WORK ORDER
Pull each line containing "props" out of the data and copy it.

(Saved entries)

'''

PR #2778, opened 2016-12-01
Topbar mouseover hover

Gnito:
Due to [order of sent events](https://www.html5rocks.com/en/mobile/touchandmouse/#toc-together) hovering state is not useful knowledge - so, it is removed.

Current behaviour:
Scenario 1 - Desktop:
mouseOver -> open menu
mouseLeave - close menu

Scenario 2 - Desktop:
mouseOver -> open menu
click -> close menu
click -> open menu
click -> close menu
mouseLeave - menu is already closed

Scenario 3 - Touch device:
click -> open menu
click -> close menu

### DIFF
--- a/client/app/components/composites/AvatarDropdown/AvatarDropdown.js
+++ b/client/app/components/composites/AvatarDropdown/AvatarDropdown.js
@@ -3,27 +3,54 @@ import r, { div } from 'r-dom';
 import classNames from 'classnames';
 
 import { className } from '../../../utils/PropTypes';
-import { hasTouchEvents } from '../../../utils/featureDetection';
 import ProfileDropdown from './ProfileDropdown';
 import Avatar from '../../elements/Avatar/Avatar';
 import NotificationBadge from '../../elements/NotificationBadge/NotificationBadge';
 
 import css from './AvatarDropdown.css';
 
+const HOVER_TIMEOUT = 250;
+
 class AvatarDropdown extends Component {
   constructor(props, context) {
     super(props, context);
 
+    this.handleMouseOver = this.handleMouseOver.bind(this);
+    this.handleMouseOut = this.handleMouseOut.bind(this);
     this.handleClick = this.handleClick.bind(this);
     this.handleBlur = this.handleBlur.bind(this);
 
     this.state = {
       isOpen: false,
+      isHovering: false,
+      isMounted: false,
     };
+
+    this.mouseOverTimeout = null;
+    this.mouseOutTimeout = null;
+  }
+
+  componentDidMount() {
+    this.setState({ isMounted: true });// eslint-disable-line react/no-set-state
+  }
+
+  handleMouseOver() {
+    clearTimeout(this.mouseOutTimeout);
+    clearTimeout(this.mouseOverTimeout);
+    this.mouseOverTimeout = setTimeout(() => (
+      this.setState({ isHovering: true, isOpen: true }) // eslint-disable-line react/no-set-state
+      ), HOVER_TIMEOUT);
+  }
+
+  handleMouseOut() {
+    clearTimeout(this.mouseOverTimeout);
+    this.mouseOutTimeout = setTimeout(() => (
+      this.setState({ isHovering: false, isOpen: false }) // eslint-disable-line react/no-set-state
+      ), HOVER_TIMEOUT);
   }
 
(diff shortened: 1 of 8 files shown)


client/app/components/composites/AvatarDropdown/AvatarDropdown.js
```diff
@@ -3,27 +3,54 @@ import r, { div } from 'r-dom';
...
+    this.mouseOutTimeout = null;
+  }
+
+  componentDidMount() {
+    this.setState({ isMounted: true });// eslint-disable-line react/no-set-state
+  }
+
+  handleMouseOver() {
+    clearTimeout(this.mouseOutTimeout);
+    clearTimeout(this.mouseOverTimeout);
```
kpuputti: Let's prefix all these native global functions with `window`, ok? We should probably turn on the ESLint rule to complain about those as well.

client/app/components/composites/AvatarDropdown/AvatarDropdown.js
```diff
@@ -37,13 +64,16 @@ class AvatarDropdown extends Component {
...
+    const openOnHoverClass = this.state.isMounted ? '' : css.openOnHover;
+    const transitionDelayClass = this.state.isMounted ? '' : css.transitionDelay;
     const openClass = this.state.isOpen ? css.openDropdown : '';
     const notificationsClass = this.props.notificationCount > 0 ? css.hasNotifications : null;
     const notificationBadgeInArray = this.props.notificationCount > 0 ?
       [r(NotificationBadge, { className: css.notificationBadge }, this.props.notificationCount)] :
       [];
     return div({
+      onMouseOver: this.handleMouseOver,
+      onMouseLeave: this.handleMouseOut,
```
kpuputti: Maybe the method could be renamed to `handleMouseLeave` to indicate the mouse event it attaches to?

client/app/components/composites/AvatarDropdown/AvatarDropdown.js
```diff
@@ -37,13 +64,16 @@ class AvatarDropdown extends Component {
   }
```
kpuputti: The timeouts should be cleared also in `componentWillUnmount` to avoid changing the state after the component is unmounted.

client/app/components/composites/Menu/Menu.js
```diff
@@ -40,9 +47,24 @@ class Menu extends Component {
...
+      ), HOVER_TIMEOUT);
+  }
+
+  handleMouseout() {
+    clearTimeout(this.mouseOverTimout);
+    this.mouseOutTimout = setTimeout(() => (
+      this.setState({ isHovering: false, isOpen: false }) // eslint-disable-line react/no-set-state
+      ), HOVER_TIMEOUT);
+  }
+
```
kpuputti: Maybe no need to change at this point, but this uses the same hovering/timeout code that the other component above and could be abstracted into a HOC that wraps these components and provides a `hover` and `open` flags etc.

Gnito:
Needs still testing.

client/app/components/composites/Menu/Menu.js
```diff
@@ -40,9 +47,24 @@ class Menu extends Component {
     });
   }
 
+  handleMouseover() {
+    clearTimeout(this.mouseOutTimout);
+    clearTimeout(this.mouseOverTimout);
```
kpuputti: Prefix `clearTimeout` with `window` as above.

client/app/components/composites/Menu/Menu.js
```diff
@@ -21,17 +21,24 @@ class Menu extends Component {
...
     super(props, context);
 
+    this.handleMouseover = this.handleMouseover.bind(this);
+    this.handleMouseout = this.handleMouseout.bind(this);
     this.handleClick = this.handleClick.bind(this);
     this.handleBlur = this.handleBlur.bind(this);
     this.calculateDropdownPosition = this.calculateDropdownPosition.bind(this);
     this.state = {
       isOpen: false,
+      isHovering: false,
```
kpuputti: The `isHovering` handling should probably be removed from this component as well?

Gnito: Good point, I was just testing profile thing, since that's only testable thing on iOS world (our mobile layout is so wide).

'''

RESPONSE TO THIS TASK
   constructor(props, context) {
     super(props, context);
     const notificationsClass = this.props.notificationCount > 0 ? css.hasNotifications : null;
     const notificationBadgeInArray = this.props.notificationCount > 0 ?
       [r(NotificationBadge, { className: css.notificationBadge }, this.props.notificationCount)] :
     super(props, context);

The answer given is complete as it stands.